Amazon Mechanical Turk Ratings

For the first question, the Likert scale was anchored for raters as follows:

  • 0 - No emotional response / Nothing to respond to

  • 1 - Weak response

  • 2 - Typical strength response

  • 3 - Strong response

  • 4 - Extreme response

For the remaining questions, the Likert scale was anchored:

  • 0 - A little / None

  • 1

  • 2 - Some

  • 3

  • 4 - A lot

Video Segmentation

For each task, the following segments were sampled from each full subject/task video combination. Timestamps are in SS (seconds) format. The notation -SS refers to a timestamp SS seconds from the end of the video. Frames do not overlap between segments (that is, the last frame of a segments ending at 03 is the frame prior to the first frame of a segment starting at 03).

  • Sadness: [00, 03], [03, 06], [30, 33], [33, 36], [–12, –09], [–09, –06], [–06, –03], [–03, –00]

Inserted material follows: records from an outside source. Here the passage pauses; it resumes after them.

PR #4011, opened 2026-05-17
test: prevent Cobra command flag cache races

quad341:
Cherry-picks d8a97c6bb (originally authored by Julian Knutsen) as a
standalone PR on main. The fix removes t.Parallel() from
TestStaleCommandInit and TestNotionCommandsRegistered, and extends
the cobra parallel-policy guard to flag .Find( and .InheritedFlags(.

Root cause: both methods lazily merge persistent parent flags into a
shared pflag cache, racing under -race when the two tests run in
parallel workers. Race trace example (PR #4009 macOS-latest job):
pflag.(*FlagSet).AddFlag write vs. updateParentsPflags read on the
same FlagSet.

Currently sitting on fix/ready-wisp-filter-parity and runtime/perf-*
branches without its own PR — landing this on main fixes the flake
for every open PR.

🤖 Generated with [Claude Code](https://claude.com/claude-code)

PR #4461, opened 2026-06-20
Add append-only provenance_events log and bd provenance CLI

### LINKED ISSUE #4460: Feature: append-only provenance event log (provenance_events) for agent-driven work
## What

Add a small, generic primitive to core bd: an append-only `provenance_events` table that binds causal facts about how a bead was worked — what base commit it started from, which actor touched it when, what commit/PR landed it, what other work it drew on — to the `work_id`, plus a `bd provenance` command group to record and query them.

It's **inert by default**: nothing writes it unless a producer (an orchestrator, a git hook, a CI webhook) opts in, so it adds a table and a command and changes no existing behavior.

```
bd provenance record --issue <id> --kind <cut|claim|commit|land|used|…> --source <src> \
       [--actor <id>] [--ref <sha|pr|work_id>] [--ref-kind <k>] [--payload <json>] [--at <iso>]
bd provenance log <issue-id> [--kind <k>]
bd provenance by-ref <ref>
```

There is deliberately no `update`/`delete` verb — append-only is enforced by the absence of a mutating command. Corrections are new rows.

## Why

Tools that drive agents against bd (orchestrators, CI, retrieval/memory systems) all need to answer "how did this work actually happen?" Today that's reconstructed after the fact from side-channels — git history by date, commit-message trailers, transcript matching — and each reconstruction is lossy. Some facts are *destroyed* at work-time and unrecoverable later:

- the **exact base commit** a worktree was cut from (once the branch advances, it's gone — you can only approximate it by date),
- **which of several concurrent sessions** produced a given commit (no per-commit actor stamp → time-window guessing),
- the ordered **interrupt/resume/handoff** history (the assignee field only keeps the end state).

These are cheap to record at the one moment they're true and impossible to recover otherwise. A provenance log is the natural home, and it's generically useful to any agent-driving consumer, not specific to one.

## Design sketch (full rationale would go in a proposed ADR-0003)

- **Sibling table, not an extension of `events`.** The `0005` `events` table is a two-value field-mutation audit (`old_value`/`new_value`/`comment`); a provenance fact is a typed binding to a structured external artifact (a `land` is commit + PR + CI). This follows bd's own precedent of purpose-specific event tables (`wisp_events`, `0031`) rather than overloading the central audit log, and keeps the hot audit-write path untouched.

  • Startle: [03, 06], [06, 09], [09, 12], [12, 15], [15, 18]

  • Fear: [00, 03], [03, 06], [06, 09], [09, 12], [12, 15], [15, 18], [18, 21]

  • Pain: [00, 03], [03, 06], [06, 09], [–12, –09], [–09, –06], [–06, –03], [–03, –00]

  • Disgust: [03, 06], [06, 09], [09, 12], [12, 15]

Pilot Studies on Human Rating Reliability

To determine which tasks and questions could be annotated with adequate inter-rater reliability, we conducted a pilot study with 3 crowdworkers rating the video clips from 5 subjects on 4 questions. The results of this study are provided in Table 5. The ICC scores for the sadness and fear tasks looked poor overall, and these tasks were excluded. The ICC scores looked good for the disgust task, and we thought that increasing the number of raters to 6 might increase the reliability of the startle and pain tasks to adequate levels. The results of a follow-up study with 6 crowdworkers are provided in Table 6. The ICC scores indicate that the first three questions could be annotated with adequate reliability, but the fourth question had poor reliability and was excluded. As such, the final study included 6 raters of the startle, pain, and disgust tasks with the first three questions only.

Task Question ICC 95% CI
Sadness 1 0.419 [–0.014, 0.687]
Sadness 2 0.517 [0.156, 0.739]
Sadness 3 0.311 [–0.203, 0.628]
Sadness 4 0.562 [0.235, 0.764]
Startle 1 0.632 [0.290, 0.825]
Startle 2 0.616 [0.248, 0.821]
Startle 3 0.749 [0.515, 0.861]
Startle 4 0.280 [–0.391, 0.658]
Fear 1 0.197 [–0.403, 0.567]
Fear 2 0.391 [–0.168, 0.639]
Fear 3 0.368 [–0.103, 0.659]
Fear 4 0.086 [–0.596, 0.507]
Pain 1 0.652 [0.392, 0.812]
Pain 2 0.534 [0.187, 0.749]
Pain 3 0.504 [0.135, 0.733]
Pain 4 –1.010 [–2.509, –0.084]
Disgust 1 0.879 [0.747, 0.948]
Disgust 2 0.856 [0.699, 0.938]
Disgust 3 0.837 [0.660, 0.930]
Disgust 4 0.797 [0.568, 0.915]
Table 5: Intraclass correlation (ICC) among Amazon Turk raters ( raters per question) in 5-subject pilot studies.
Task Question ICC 95% CI
Startle 1 0.783 [0.619, 0.892]
Startle 2 0.777 [0.605, 0.891]
Startle 3 0.879 [0.788, 0.940]
Startle 4 0.103 [-0.574, 0.553]
Pain 1 0.774 [0.634, 0.872]
Pain 2 0.765 [0.620, 0.867]
Pain 3 0.763 [0.615, 0.868]
Pain 4 -0.059 [-0.711, 0.403]
Table 6: Intraclass correlation (ICC) among Amazon Turk raters ( raters per question) in 5-subject pilot studies.